The second method is the `per_process_gpu_memory_fraction` option, which
determines the fraction of the overall amount of memory that each visible GPU
should be allocated. For example, you can tell TensorFlow to only allocate 40%
of the total memory of each GPU by:

```python
config = tf.ConfigProto()
config.gpu_options.per_process_gpu_memory_fraction = 0.4
session = tf.Session(config=config, ...)
```

This is useful if you want to truly bound the amount of GPU memory available to
the TensorFlow process.

## Using a single GPU on a multi-GPU system

If you have more than one GPU in your system, the GPU with the lowest ID will be
selected by default.
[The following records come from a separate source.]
PR #2862, opened 2020-11-11
Clarify ETS traversal doc

sverker:


lib/stdlib/doc/src/ets.xml
```diff
@@ -195,10 +195,20 @@
...
+      traversal. The result of each concurrently updated object may be seen (or
+      not) depending on if it has happened when the traversal visits that part
+      of the table. The only way to guarantee a full consistent table snapshot
+      (if you really need that) is to disallow concurrent updates during the
+      entire traversal.
+    </p>
+    <p>
+      Moreover, traversals not done in a <em>safe</em> way, on tables where
+      keys are inserted or deleted during the traversal, may yield the
+      following undesired effects:
```
ferd, line 210: This is a thing that is possibly worth mentioning: since `ets:tab2file` scans the table to dump it (through a select), the same risk of inconsistencies also exists when creating the dump, even if ets:fixtable is used in it. 
The `safe_fixtable` option used prevents deletions from removing records but still doesn't guarantee any sort of consistency since the speed of the traversal can still impact the logical result of data dumped.

We had a bug at a previous job that was based on the insertion of entries, say `[A,E,F,K,M,P]` becoming `[A,B,E,F,K,M,N,P,T]`. We could end up with a snapshot that shows `[A,E,F,K,N,P,T]` even though `B` was inserted before either `N` or `T` (and could have been used to calculate `N` or `T`) because it ended up sorted in a bucket of the table that was already scanned when it happened. Repairing from this one was not obvious and took quite a while to figure out :)

sverker: The point of this PR was to clarify the distinction between table traversal over a consistent snapshot (which does not exists in ETS) and a "safe" traversal which avoids missed objects, double hits and badarg.

So, "done in safe way" **does** refer to `safe_fixtable` or the internal fixtable done by functions like `ets:tab2file`.

Any suggestions how to make the docs more clear are always welcome.

ferd: safe_fixtable just prevents deletions from interrupting the traversal, but does not actually prevent race conditions and other concurrency errors.

sverker: safe_fixtable does two things:

- It keeps deleted objects in the table (marked as deleted) so the key can still be used as an entry points by a traversal. Without it ets:next(DeletedKey) would badarg.
- It prevents the hash table from growing/shrinking and rehash objects. Without it a traversal may miss any objects or hit any objects twice if they are moved within the table.

Object created or deleted during a **safe** traversal will be "randomly" hit 0 or 1 time. All other objects in the table will be hit 1 time.

The section https://erlang.org/doc/man/ets.html#traversal tries to explain this.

If you would like to run on a different GPU, you will need
to specify the preference explicitly:

```python
# Creates a graph.
with tf.device('/gpu:2'):
  a = tf.constant([1.0, 2.0, 3.0, 4.0, 5.0, 6.0], shape=[2, 3], name='a')
  b = tf.constant([1.0, 2.0, 3.0, 4.0, 5.0, 6.0], shape=[3, 2], name='b')
  c = tf.matmul(a, b)
# Creates a session with log_device_placement set to True.
sess = tf.Session(config=tf.ConfigProto(log_device_placement=True))
# Runs the op.
print sess.run(c)
```

If the device you have specified does not exist, you will get
`InvalidArgumentError`:

```
InvalidArgumentError: Invalid argument: Cannot assign a device to node 'b':
Could not satisfy explicit device specification '/gpu:2'
   [[Node: b = Const[dtype=DT_FLOAT, value=Tensor<type: float shape: [3,2]
   values: 1 2 3...>, _device="/gpu:2"]()]]
```

If you would like TensorFlow to automatically choose an existing and supported
device to run the operations in case the specified one doesn't exist, you can
set `allow_soft_placement` to `True` in the configuration option when creating
the session.

```python
# Creates a graph.
with tf.device('/gpu:2'):
  a = tf.constant([1.0, 2.0, 3.0, 4.0, 5.0, 6.0], shape=[2, 3], name='a')
  b = tf.constant([1.0, 2.0, 3.0, 4.0, 5.0, 6.0], shape=[3, 2], name='b')
  c = tf.matmul(a, b)
# Creates a session with allow_soft_placement and log_device_placement set
# to True.
sess = tf.Session(config=tf.ConfigProto(
      allow_soft_placement=True, log_device_placement=True))
# Runs the op.
print sess.run(c)
```

## Using multiple GPUs

If you would like to run TensorFlow on multiple GPUs, you can construct your
model in a multi-tower fashion where each tower is assigned to a different GPU.
For example:

```
# Creates a graph.
c = []
for d in ['/gpu:2', '/gpu:3']:
  with tf.device(d):
    a = tf.constant([1.0, 2.0, 3.0, 4.0, 5.0, 6.0], shape=[2, 3])
    b = tf.constant([1.0, 2.0, 3.0, 4.0, 5.0, 6.0], shape=[3, 2])
    c.append(tf.matmul(a, b))
with tf.device('/cpu:0'):
  sum = tf.add_n(c)
# Creates a session with log_device_placement set to True.
sess = tf.Session(config=tf.ConfigProto(log_device_placement=True))
# Runs the op.
print sess.run(sum)
```

You will see the following output.

```
Device mapping:
/job:localhost/replica:0/task:0/gpu:0 -> device: 0, name: Tesla K20m, pci bus
id: 0000:02:00.0
/job:localhost/replica:0/task:0/gpu:1 -> device: 1, name: Tesla K20m, pci bus
id: 0000:03:00.0
/job:localhost/replica:0/task:0/gpu:2 -> device: 2, name: Tesla K20m, pci bus
id: 0000:83:00.0
/job:localhost/replica:0/task:0/gpu:3 -> device: 3, name: Tesla K20m, pci bus
id: 0000:84:00.0
Const_3: /job:localhost/replica:0/task:0/gpu:3
Const_2: /job:localhost/replica:0/task:0/gpu:3
MatMul_1: /job:localhost/replica:0/task:0/gpu:3
Const_1: /job:localhost/replica:0/task:0/gpu:2
Const: /job:localhost/replica:0/task:0/gpu:2
MatMul: /job:localhost/replica:0/task:0/gpu:2
AddN: /job:localhost/replica:0/task:0/cpu:0
[[  44.   56.]
 [  98.  128.]]
```

The @{$deep_cnn$cifar10 tutorial} is a good example
demonstrating how to do training with multiple GPUs.